The media, with few exceptions, have moved on to other topics and a sense of calm pervades. 
We are in the eye of the storm -- that misleading lull before mother nature unleashes her fury once again. 

In Sri Lanka alone, costs from natural disasters, losses from damage to housing, infrastructure, agriculture and from relief are estimated at Rs.50 billion (approx. US $ 327 million). The highest annual expected losses are from floods (Rs.32 billion), cyclones or high winds (Rs.11 billion), droughts (Rs.5.2 billion) and landslides (Rs.1.8 billion). This is equivalent to 0.4 percent of gross domestic product (GDP) or 2.1 percent of government expenditure. (SLDU2017). Floods and landslides in May 2016 caused damages amounting to US $ 572 million.   

These numbers do not paint the full picture of the impact for those most affected, who lost loved ones, irreplaceable belongings or livestock and more so for those who are back to square one on the socio-economic ladder.

Even more alarming, these numbers are likely to rise as droughts and floods triggered by climate change will become more frequent and severe. And the brief respite in between will only get shorter, leaving less time to prepare for the hard days to come.

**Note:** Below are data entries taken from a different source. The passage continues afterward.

PR #66, opened 2022-09-15
indexer uses int64_t instead of off_t

vkuzniet:

*Issue #, if available:*

*Description of changes:*
`off_t` type in indexer.c is not platform agnostic. To improve that, the new type `offset_t` is defined, which is set to `int64_t`, so it's always 64 bits. This change is the part of the effort to make the decompression dictionary part of zTOC platform agnostic.

*Testing performed:*

### DIFF
--- a/c/indexer.h
+++ b/c/indexer.h
@@ -50,6 +50,7 @@
 #include <zlib.h>
 
 typedef unsigned char uchar;
+typedef int64_t offset_t;
 
 /* Since gzip is compressed with 32 KiB window size, WINDOW_SIZE is fixed */
 #define WINSIZE 32768U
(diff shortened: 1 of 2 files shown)


vkuzniet:
> Does it also requires changes to Go files from where we call these functions?

Go files consistently use the `FileSize`, which is `int64`, so no changes are needed.

rdpsin (approved):

kzys (approved):

c/indexer.h
```diff
@@ -50,6 +50,7 @@
 #include <zlib.h>
 
 typedef unsigned char uchar;
+typedef int64_t offset_t;
```
kzys, line 53: Since I didn't know them without googling :)

`off_t` is in [POSIX](https://pubs.opengroup.org/onlinepubs/009696899/basedefs/sys/types.h.html) and [GNU libc](https://www.gnu.org/software/libc/manual/html_node/File-Position-Primitive.html).

int64_t is in [C99](http://port70.net/~nsz/c/c99/n1256.html#7.18.1.1), not exactly though.

sbuckfelder (approved):

c/indexer.h
vkuzniet: Yep, the reason to use `int64_t` is that it's certain that its size is 8 bytes for any platform. The size of the `off_t` is not guaranteed though.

Therefore, better planning is even more necessary. Sri Lanka, like many other countries has started to invest in data that highlights areas at risk and early warning systems to ensure that people move to safer locations with speed and effect.

Experience demonstrates that the eye of the storm is the time to look to the future, ready up citizens and institutions in case of extreme weather.

Now is the time to double down on preparing national plans to respond to disasters and build resilience. 

It’s the time to test our systems and get all citizens familiar with emergency drills. But, more importantly, we need to build back better and stronger. In drought-affected areas, we can’t wait for the rains and revert to the same old farming practices. It’s time to innovate and stock up on critical supplies and be prepared when a disaster hits.

It’s the time to plan for better shelters that are safe and where people can store their hard-earned possessions.

Mobilizing and empowering communities is essential. But to do this, we must know who is vulnerable – and whether they should stay or move. Saving lives is first priority, no doubt. Second, we should also have the necessary systems and equipment to respond with speed and effect in times of disasters. Third, a plan must be in place to help affected families without much delay.

Fortunately, many ongoing initiatives aim to do just that.

Modelling of river basins under the Climate Resilience Improvement Project (CRIP) will help us better understand water flows; improved information access and analysis by the Meteorology Department aims to provide two to three days warning before a weather-related disaster strikes; NGOs, government and development partners are beefing up their outreach efforts to help alert and prepare communities and building back better after a disaster is leading to sturdier and more resilient infrastructure. 

But more is needed. Investments required over the next five to 10 years for risk mitigation will amount to several billions of dollars. The country needs to keep a close watch on the impact of disasters on its finances and budget. It needs to strike a fair balance between budget support needed for disaster management programmes and budget reserves, which can be accessed with speed and effect in times of disasters. It also needs to build in insurance mechanisms. A long-term approach is needed while being prepared for short-term impacts.

So, when you are in the eye of the storm, it’s time to prepare! 

(Idah Z. Pswarayi-Riddihough is World Bank Country Director for Sri Lanka and the Maldives in the South Asia Region)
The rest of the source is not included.